§ INSTRUCTIONS TO FOLLOW
Tally the lines of the records that contain the string "inside", then give the total and nothing more.

§ SOURCE RECORDS
PR #1902, opened 2020-10-08
Introduced support of specified version of Scala-Native

catap:
Scala-Native team made a huge job and right now it is possibly to build scala-2.12 application on scala-native.

This isn't released feature, but `-SNAPSHOT` version that's supported it.

Anyway, in near future (I hope) scalatest needs to add a new version of SN because current master isn't binary compatibly with `0.4.0-M2`.

This PR:
 - introduced support of specified Scala-Native version via environment variables;
 - cleaned up `NativeBuild.scala` to support both versions

Scala-native migrated to annotation based way to load unit tests, like Scala-js does: https://github.com/scala-native/scala-native/pull/1802.

I've added a commit to enabled it but with name `scala.scalajs.reflect.annotation.EnableReflectiveInstantiation` that is fine for both version `-M2` and `-SNAPSHOT`, and when the next version is released it should be renamed to `scala.scalanative.reflect.annotation.EnableReflectiveInstantiation`.

### DIFF
--- a/jvm/core/src/main/scala/org/scalatest/Suites.scala
+++ b/jvm/core/src/main/scala/org/scalatest/Suites.scala
@@ -53,6 +53,7 @@ import org.scalactic.exceptions.NullArgumentException
  * @author Bill Venners
  */
 //SCALATESTJS-ONLY @scala.scalajs.reflect.annotation.EnableReflectiveInstantiation
+//SCALATESTNATIVE-ONLY @scala.scalajs.reflect.annotation.EnableReflectiveInstantiation
 class Suites(suitesToNest: Suite*) extends Suite { thisSuite =>
 
   requireNonNull(suitesToNest)
--- a/jvm/featurespec/src/main/scala/org/scalatest/featurespec/AnyFeatureSpecLike.scala
+++ b/jvm/featurespec/src/main/scala/org/scalatest/featurespec/AnyFeatureSpecLike.scala
@@ -43,6 +43,7 @@ import org.scalatest.exceptions._
  */
 @Finders(Array("org.scalatest.finders.FeatureSpecFinder"))
 //SCALATESTJS-ONLY @scala.scalajs.reflect.annotation.EnableReflectiveInstantiation
+//SCALATESTNATIVE-ONLY @scala.scalajs.reflect.annotation.EnableReflectiveInstantiation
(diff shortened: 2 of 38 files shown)


catap:
Ok, it works.

cheeseng:
@catap Changes looks good!  I'll try to build them locally and see how it goes.

catap:
@cheeseng yes, you need it.

As far as I know `-SNAPSHOT` version of scala-native doesn't publish anywhere.

So, you need to use the last master and run `sbt +publishLocal` that builds and publish locally version for 2.11 and 2.12.

cheeseng:
@catap Yes it builds after I built SN master locally with sbt +publishLocal, however, many tests now failing with error like this: 

```
Cause: java.lang.ClassCastException: org.scalactic.anyvals.NonZeroLong cannot be cast to java.lang.Long
[info]     at java.lang.Throwable.fillInStackTrace(Unknown Source)
[info]     at scala.scalanative.runtime.package$.throwClassCast(Unknown Source)
[info]     at <none>.(Unknown Source)
[info]     at org.scalactic.anyvals.NonZeroLongSpec$$Lambda$69.apply(Unknown Source)
[info]     at org.scalatest.enablers.UnitPropCheckerAsserting$PropCheckerAssertingImpl.$anonfun$checkForAll$1(Unknown Source)
[info]     at org.scalatest.enablers.UnitPropCheckerAsserting$PropCheckerAssertingImpl$$Lambda$7.apply(Unknown Source)
```

They used to pass in 0.4.0-M2, not sure what's failing them now.

Anyway, after changes in PR it still by default is building with 0.4.0-M2 (for now), so it looks good to me to merge this into 3.2.x-new.

catap:
@cheeseng I guess I had used `-M2` as default value. Haven't I?

catap:
@cheeseng interesting. I can reproduce it only via 2.12 version.

Looks like a bug inside SN. I open an issue: https://github.com/scala-native/scala-native/issues/1950

cheeseng:
@catap The last round I tested it, it actually happens on both 2.11.12 and 2.12.12, when using SN 0.4.0-SNAPSHOT that I built locally.

cheeseng:
@catap I'll continue the conversion on your report in SN https://github.com/scala-native/scala-native/issues/1950

PR #1917, opened 2020-11-03
Shrink With Rose Tree

cheeseng:
First step to try shrink with RoseTree.


bvenners:
I made a similar enhancement to feature-rose-tree-after-net directly. Going to close this one.

PR #1922, opened 2020-11-16
Fixed building scalatests on scala-native-2.13

catap:
This commit fixed a future issue with scala-native that can be discovered inside current scala-native master because it supports scala-2.13 :)

### DIFF
--- a/project/GenScalaTestNative.scala
+++ b/project/GenScalaTestNative.scala
@@ -116,10 +116,16 @@ object GenScalaTestNative {
   val genScalaPackages: Map[String, List[String]] =
     Map(
       "org/scalatest" -> (List(
+        "Doc.scala",
+        "DocSpec.scala",
+        "DocSpecLike.scala",
         "DispatchReporter.scala",
         "ConfigMapWrapperSuite.scala",    // skipped because depends on java reflection.
         "JavaClassesWrappers.scala",
         "Shell.scala",
+        "StreamlinedXml.scala",
+        "StreamlinedXmlEquality.scala",
+        "StreamlinedXmlNormMethods.scala",
         "SuiteRerunner.scala",
         "SuiteRerunner.scala",
         "run.scala"
--- a/project/NativeBuild.scala
+++ b/project/NativeBuild.scala
@@ -16,18 +16,6 @@ trait NativeBuild { this: BuildCommons =>
 
   val scalaNativeVersion = Option(System.getenv("SCALANATIVE_VERSION")).getOrElse("0.4.0-M2")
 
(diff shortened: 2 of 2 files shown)


cheeseng:
@catap Er, I wonder is there no plan to support scala-xml in scala-native?  scala-js does seem supports it in release 1.3.0 and 2.0.0-M2 for scala-js 0.6 and 1.

catap:
@cheeseng at least it hasn't got scala-xml for 1.0.6 :)

catap:
@cheeseng BTW I haven't see `scala-xml` for Scala-Native here: https://repo1.maven.org/maven2/org/scala-lang/modules/

:(

cheeseng:
@catap Ha, actually for 2.13 I can't find scala-native on maven repo, too.  :)

catap:
@cheeseng scala native hasn't yet released and 2.12 and 2.13 are available only from master as snapshot ;)

cheeseng:
@catap Not seeing it being included in scala-xml build: 

https://github.com/scala/scala-xml/blob/master/build.sbt#L164

May be first step will be to try add native build to scala-xml, not sure how hard it will be though.

catap:
@cheeseng so, if it hasn't included how does it works? :)

catap:
@cheeseng Looks like it never was includes: https://github.com/scala/scala-xml/issues/282

So, I don't understand how it works right now.

cheeseng:
@catap It seems like the reason they dropped SN support is due to it requires scala 2.12, which SN did not support, but now 2.12 support is coming in master, right?

catap:
@cheeseng and 2.13 also. But I have no idea when the master will be released.

Here is the loop: I'm using quite complex project (its unit test) to find a bug inside scala-native master to help the team to release 2.12/2.13 without bugs [you can check the issue, I did find a few deep things, and a few inisde SJS by this code base].

All this unit tests are implemented on scalatests and right now I'm in the loop.

But I feel that start to broke it from adding support of SN to scala-xml is good idea.

catap:
@cheeseng I've touched scala-xml a bit and it seems isn't easy to make optional SN support.

Special that a new SN is planned to release on this year I'd like to wait until it is released :)

I will back to this PR ASAP

SethTisue:
> is there no plan to support scala-xml in scala-native? 

https://github.com/scala/scala-xml/issues/282

catap:
@SethTisue until SN is released with support 2.12 and 2.13 it is impossibly.

I've tried make cross compilation with optionally enabled SN, but it is quite a challenge that doesn't seems worth to be solved because the release should be in months.

catap:
This also quite old and seem to not be needed.

@cheeseng shall I close it?

PR #1926, opened 2020-11-25
Upgrade to scala-3.0.0-M2

catap:


cheeseng:
@catap Thanks for the PR!  The change to project/plugins.sbt will complement the other similar PR here: 

https://github.com/scalatest/scalatest/pull/1927

PR #1928, opened 2020-11-30
.jvmopts: Increase max heap size to 11 GB

smarter:
The previous default of 4 GB lead to the JVM getting stuck in garbage
collection seemingly forever.


catap:
@smarter I feel déjà vu: https://github.com/scalatest/scalatest/pull/1904

:)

§ COMPLETED TASK
3